Hi there my Gaggia Classic recently stopped heating so rather than fix it I though I would upgrade so picked up a second hand fracino heavenly but when tested it filled the boiler ok heats up pressure around 1.1 bar steam works fine but no water comes out the group head when the switch is operated the pump comes on but no water coming through can anyone suggest where to start looking?
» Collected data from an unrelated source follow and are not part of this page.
PR #1812, opened 2023-06-23
Autoupdate copyright year in sphinx docs

hamogu:
# Summary
Autoupdate copyright year in sphinx docs

## details
The docs are only build if something has been updated in the repro and that means the copyright year should be updated to the current year.
Using `datetime` we can never again forget to update that.

This trick is taken from astropy.

### DIFF
--- a/docs/conf.py
+++ b/docs/conf.py
@@ -289,8 +289,8 @@ main_doc = 'index'
 
 # General information about the project.
 project = 'Sherpa'
-copyright = '2019-2022, Chandra X-ray Center, Smithsonian Astrophysical Observatory.'
 author = 'Chandra X-ray Center, Smithsonian Astrophysical Observatory'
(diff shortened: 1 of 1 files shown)


docs/conf.py
```diff
@@ -289,8 +289,8 @@ def getmtime(infile):
 
 # General information about the project.
 project = 'Sherpa'
-copyright = '2019-2022, Chandra X-ray Center, Smithsonian Astrophysical Observatory.'
 author = 'Chandra X-ray Center, Smithsonian Astrophysical Observatory'
+copyright = f"2019–{datetime.datetime.utcnow().year}, " + author
```
DougBurke, line 293: Yay. It also fixes the "multiple full stops" we get from sphinx...

DougBurke (approved):

PR #1816, opened 2023-07-04
Limit precision in the comparison of string outputs

### LINKED ISSUE #1815: New test failures du to numeircal precision
Some tests added in #1770 fail on my Mac (M1 ARM chip, compiling sherpa natively) with current Sherpa main on Python 3.1o with numpy 1.21.4. Test failures persists after upgrading numpy to the current version 1.25. However, a look at the errors clearly shows that the problem is just numerics and not a real sherpa problem, the three failures are
```Python
def test_fit_results_str():
        """Just check we can call str() on a fit results instance"""
    
        data = make_data(Data1D)
        model = Const1D()
        fit = Fit(data, model, stat=Cash())
        fres = fit.fit()
        assert fres.succeeded
    
>       check_str(fres,
                  ["datasets       = None",
                   "itermethodname = none",
                   "methodname     = levmar",
                   "statname       = cash",
                   "succeeded      = True",
                   "parnames       = ('const1d.c0',)",
                   "parvals        = (3.33332926058462,)",
                   "statval        = -4.079456086503793",
                   "istatval       = 6.0",
                   "dstatval       = 10.079456086503793",
                   "numpoints      = 3",
                   "dof            = 2",
                   "qval           = None",
                   "rstat          = None",
                   "message        = successful termination",
                   "nfev           = 9"])

sherpa/tests/test_fit_unit.py:2850: 

out = <Fit results instance>
expecteds = ['datasets       = None', 'itermethodname = none', 'methodname     = levmar', 'statname       = cash', 'succeeded      = True', "parnames       = ('const1d.c0',)", ...]

    def check_str(out, expecteds):
        """Check that out, when split on a newline, matches expecteds"""
    
        toks = str(out).split("\n")
        for tok, expected in zip(toks, expecteds):
>           assert tok == expected
E           AssertionError: assert 'parvals     ...32926058504,)' == 'parvals     ...32926058462,)'
E             - parvals        = (3.33332926058462,)
E             ?                                 --
E             + parvals        = (3.33332926058504,)
E             ?                                ++

sherpa/tests/test_fit_unit.py:2836: AssertionError
```
and

```Python
./sherpa/tests/test_fit_unit.py::test_fit_results_with_iteration_str Failed: [undefined]AssertionError: assert 'parvals     ...00000003157,)' == 'parvals     ...00000000316,)'
  - parvals        = (3.250000000000316,)
  ?                                   ^
  + parvals        = (3.2500000000003157,)
  ?                                   ^^
def test_fit_results_with_iteration_str():
        """Just check we can call str() on a fit results instance with an iteration method
        """
    
        data = Data1D("x", [1, 2, 3, 4, 5], [2, 4, 12, 3, 4])
        data.staterror = [0.8] * 5
        model = Const1D()
        iter_opts = {'name': 'sigmarej', 'maxiters': 5, 'hrej': 5, 'lrej': 5, 'grow': 0}
        fit = Fit(data, model, stat=Chi2(), itermethod_opts=iter_opts)
        fres = fit.fit()
        assert fres.succeeded
    
>       check_str(fres,
                  ["datasets       = None",
                   "itermethodname = sigmarej",
                   "methodname     = levmar",
                   "statname       = chi2",
                   "succeeded      = True",
                   "parnames       = ('const1d.c0',)",
                   "parvals        = (3.250000000000316,)",
                   "statval        = 4.296875",
                   "istatval       = 225.0",
                   "dstatval       = 220.703125",
                   "numpoints      = 4",
                   "dof            = 3",
                   "qval           = 0.23114006377865534",
                   "rstat          = 1.4322916666666667",
                   "message        = successful termination",
                   "nfev           = 8"])

sherpa/tests/test_fit_unit.py:2907: 

out = <Fit results instance>
expecteds = ['datasets       = None', 'itermethodname = sigmarej', 'methodname     = levmar', 'statname       = chi2', 'succeeded      = True', "parnames       = ('const1d.c0',)", ...]

    def check_str(out, expecteds):
        """Check that out, when split on a newline, matches expecteds"""
    
        toks = str(out).split("\n")
        for tok, expected in zip(toks, expecteds):
>           assert tok == expected
E           AssertionError: assert 'parvals     ...00000003157,)' == 'parvals     ...00000000316,)'
E             - parvals        = (3.250000000000316,)
E             ?                                   ^
E             + parvals        = (3.2500000000003157,)
E             ?                                   ^^

sherpa/tests/test_fit_unit.py:2836: AssertionError
```
and

```Python
./sherpa/tests/test_fit_unit.py::test_esterrorresults_str Failed: [undefined]AssertionError: assert 'parvals     ...32926058504,)' == 'parvals     ...32926058462,)'
  - parvals     = (3.33332926058462,)
  ?                              --
  + parvals     = (3.33332926058504,)
  ?                             ++
def test_esterrorresults_str():
        """Basic check of str call."""
    
        data = make_data(Data1D)
        mdl = Const1D("mx")
        fit = Fit(data, mdl, stat=Cash())
        fit.fit()
    
        errs = fit.est_errors()
>       check_str(errs,
                  ["datasets    = None",
                   "methodname  = covariance",
                   "iterfitname = none",
                   "fitname     = levmar",
                   "statname    = cash",
                   "sigma       = 1",
                   "percent     = 68.26894921370858",
                   "parnames    = ('mx.c0',)",
                   "parvals     = (3.33332926058462,)",
                   "parmins     = (-1.0524866849982824,)",
                   "parmaxes    = (1.0524866849982824,)",
                   "nfits       = 0"])

sherpa/tests/test_fit_unit.py:3037: 

out = <covariance results instance>
expecteds = ['datasets    = None', 'methodname  = covariance', 'iterfitname = none', 'fitname     = levmar', 'statname    = cash', 'sigma       = 1', ...]

    def check_str(out, expecteds):
        """Check that out, when split on a newline, matches expecteds"""
    
        toks = str(out).split("\n")
        for tok, expected in zip(toks, expecteds):
>           assert tok == expected
E           AssertionError: assert 'parvals     ...32926058504,)' == 'parvals     ...32926058462,)'
E             - parvals     = (3.33332926058462,)
E             ?                              --
E             + parvals     = (3.33332926058504,)
E             ?                             ++

sherpa/tests/test_fit_unit.py:2836: AssertionError
```

hamogu:
As described in #1815, running the three tests on a Mac with ARM even with recent numpy versions differs numerically, which makes the string comparison fail.

One way to address that would be split the string and compare the formatting of the output string and the numbers separately, but that's more effort. Just limiting the comparison to the first 6-8 digits is enough to ensure that (a) the test do not fail just due to numerics, but would still detect any meaningful change in the output numbers.

fixes #1815

### DIFF
--- a/sherpa/tests/test_fit_unit.py
+++ b/sherpa/tests/test_fit_unit.py
@@ -2833,7 +2833,7 @@ def check_str(out, expecteds):
 
     toks = str(out).split("\n")
     for tok, expected in zip(toks, expecteds):
-        assert tok == expected
+        assert tok[:28] == expected[:28]
 
     assert len(toks) == len(expecteds)
 


DougBurke:
While the suggested fix will work, I worry about it being too brittle, in that if we changed the output so that there's more text then the tests will still pass (once the text is adjusted) but we've "lost" power in the number of decimal places we can check. The simple answer is to just add a comment to `check_str` to point this out. However, I've added this function (or something like it) in several test files so I wonder if we want to

- make it a fixture in `conftest.py` so it's just written once
- expand the checks so we can use a regexp so users can say when to check (it would be nice if we could replicate the `pytest-doctestplus` logic to be able to check a line matches)

So something like the following untested code

```
import re

def check_str(out: str, expecteds: list[Union[str,re.Patern]]]) -> None:
    """Check that out, when split on a newline, matches expecteds

    Parameters
    ----------
    out : str
        The output to check
    expecteds : list of str or Pattern
        The expected output ,slpit on new-line. It is either an exact match
        (str) or a regexp pattern (e.g. to avoid numerical precision issues)

    """

    toks = str(out).split("\n")
    for tok, expected in zip(toks, expecteds):
        try:
            assert expected.match(tok), (expected.pattern, tok)
        except AttributeError:
            assert tok == expected

    assert len(toks) == len(expecteds)
```

DougBurke:
One problem with the current suggestion is that `check_str` is also used in the same file for output like

```
    check_str(out,
              ["# nfev statistic mx.c0",
               "0.000000e+00 6.000000e+00 1.000000e+00",
               "1.000000e+00 6.000000e+00 1.000000e+00",
               "2.000000e+00 5.995167e+00 1.000345e+00",
...
```

where the subscription is not meaningful.

The downside to my approach is that you need to change each number to be a regexp, which is why it would be nice to just use the logic that `pytest-doctestplus` uses when checking with the `# doctest: +FLOAT_CMP` logic

DougBurke:
I've pushed a commit to show what I mean. It uses pytest-doctestplus to do the text comparison (although you can explicitly add a compiled re.Pattern to be explicit).

I expect this change is not sufficient - we will still need to change some of the expected text to handle the mac differences but I can't test this part.

DougBurke:
My changes should be squashed (as it adds a feature and then removes it) but I've left as is for now to avoid confusing the issue. I should have created these in a separate PR to avoid this confusion, but I didn't expect it to get quite so out-of-hand.

DougBurke:
I've added the "CI: arch" label since this runs the aarch64 tests which seem to also show the same issue that @hamogu is having on macOS.

DougBurke:
@hamogu - so #1829 is significantly more complex than this PR, but I prefer it (it tries to behave like `pytest-doctestplus` and, if we ever make it a required package for testing, could simplify the code).

DougBurke:
Relpaced by #1829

I'm guessing it's a blockage somewhere.

the person I bought it from said it wasn't used much then sat unused for a few years the shower screen and dispersion block were far from clean so probably not been well maintained I only paid £200 and the owner said she will take it back if not working so not the end of the world if it can't be fixed many thanks james


----------



## customcoffee (Jan 9, 2013)

Hi James, usually two common suspects if you are getting no water at all through the group head;

No1: Faulty solenoid valve. The coils that operate the solenoid valve to allow the flow of water from the group head can often fail. It is a simple like for like swap. A fairly simple way to test for this is to operate the group head via the switch and you should instantly hear a notable 'click'. This is the nucleus inside the solenoid engaging to allow flow, if you don't hear it chances are the coil is faulty.

No2: Blocked filter and jet within the group head. If you remove the chrome nut on top of the group head you should see a small cylindrical mesh filter, and inside here is a jet (basically a small bolt with a drilled hole through it) the hole is very small and can often be blocked up easily by scale and crap. remove it with a 7mm(i think) socket, descale/clean/poke through with a paper clip.

There are of course other reasons, you could have power issues, blockages elsewhere etc etc but in my experience these are the most common 2 reasons, and fairly simple to rectify too.

Make sure your machine is unplugged, and cold before attempting any repairs!!

Good luck!


----------



## Jim bean (Aug 16, 2014)

Thank you so much customcoffe option 2 worked perfect I now have a fully functional heavnly great stuff









there wasn't any mesh filter when I removed the chrome bolt but I removed the next bolt with the hole in it and cleaned it out (quite a long 8/9mm bolt) I havnt dated it from the serial number but if I'm reading it right the pump is dated 2000 it also doesn't have a hot water tap just the steam wand so maybe slightly different the main thing is it's working great doent look to have been used much either probably just not been looked after I will give it a descale and back flush tomorrow thanks again customcoffe very much appreciated cheers james


----------



## RawCoffee (Feb 5, 2020)

thanks @customcoffee for your help on this thread. I descaled the jet on my Contempo, but had to remove the solenoid to get to the blockage further down. Putting the solenoid back on, I cant get it done up tightly without its cables fouling on the stainless steel panel of the coffee machine case. Will a bit of locktite do the job on this one? Everything seems to work fine even though the solenoid has a bit of a wobble to it.


----------



## NewboyUK (Jul 14, 2018)

Take a picture?


----------